Tips when using Jupyter Notebooks#
Version control: if you are using version control, be wary of saving the outputs of Jupyter Notebooks when you only want to save code. Most IDEs that support Jupyter Notebooks have a clear outputs option. You can also automate this as a pre-commit git hook (if you don’t know what that is, don’t worry). You could also pair your notebook to a script or markdown file (covered in the next section). Outputs or not, Jupyter Notebooks will render on GitHub, the popular remote repository for source code.
Terminal commands: these can be run from inside a Jupyter Notebook by placing a
!
in front of the command and executing the cell. For example,!ls
gives the directory the notebook is in. You can also!pip install
and!conda install
in this way.Magic commands: statements that begin with
%
are magic commands.%whos
displays information about defined variables.%run script.py
runs a script calledscript.py
.%timeit
times how long the cell takes to execute. Finally, you can see many more magic commands using%quickref
.Notebook cells can be executed in any sequence you choose. But if you’re planning to share your notebook or use it again for yourself, it’s good practice to check that its cells do what you want when run in sequence, from top to bottom.
There are tons of extensions to Jupyter Notebooks; you can find a list here.
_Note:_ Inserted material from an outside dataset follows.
PR #2703, opened 2026-06-25
grpc/credentials/client: Make ChannelCredentials object safe

arjan-bal:
This update makes the `ChannelCredentials` trait object-safe and removes the `DynChannelCredentials` trait, which simplifies the channel constructor by dropping its generic parameters. It also renames `ClientConnectionSecurityInfo` to `ChannelSecurityInfo`.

Of particular note is ipywidgets, which adds interactivity.
Get help info on a command by running it but with
?
appended to end.
Markdown with Executable Code Chunks#
This is by far the least common way of coding, though it has gained popularity in recent years and it’s great if you’re going to ultimately export to other formats like slides, documents, or even a website!
When you have much more text combined code, even using Jupyter Notebooks can feel a bit onerous and, historically, editing the text in a notebook was a bit tedious - especially if you wanted to move cells around a lot. Markdown makes for a much more pleasant writing experience. But markdown on its own cannot execute code—but imagine you want to combine reproducibility, text, and code + code outputs: however, there is a tool called Quarto that allows you to do this by adding executable code chunks to markdown.
As this is a bit more of an advanced topic, and as much about communication as it is about writing code, we’ll come back to how to do it in Combining Code and Text in Quarto Markdown.